*** Opening of Dataset extract ***
PR #1853, opened 2026-06-11
feat: support #[debug] annotation on functions

### LINKED ISSUE #1852: feat: support `#[debug]` function annotation
## Summary

The purpose of this annotation is to enable a function to be marked as "debug only" and, hence, omitted when running in non-debug mode.

DavePearce:
This adds support for a #[debug] annotation on functions.  This means that calls to functions with this annotation are elided when running with "--quiet".  Specifically, it means there is no overhead resulting from these functions.  Such functions cannot return values and should not modify memory (for obvious reasons).

A current restriction is that debug functions cannot write to memories (either wom or ram).  Furthermore, they cannot call non-debug functions. Eventually, if a use case for this was required, we could permit them to call "pure" functions or, alternatively, introduce a notion of a read-only memory effect.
*** Close of Dataset extract ***
» What you should do:
Output all the lines above. Keep each one exact.

» Exercise output:
PR #1853, opened 2026-06-11
feat: support #[debug] annotation on functions

### LINKED ISSUE #1852: feat: support `#[debug]` function annotation
## Summary

The purpose of this annotation is to enable a function to be marked as "debug only" and, hence, omitted when running in non-debug mode.

DavePearce:
This adds support for a #[debug] annotation on functions.  This means that calls to functions with this annotation are elided when running with "--quiet".  Specifically, it means there is no overhead resulting from these functions.  Such functions cannot return values and should not modify memory (for obvious reasons).

A current restriction is that debug functions cannot write to memories (either wom or ram).  Furthermore, they cannot call non-debug functions. Eventually, if a use case for this was required, we could permit them to call "pure" functions or, alternatively, introduce a notion of a read-only memory effect.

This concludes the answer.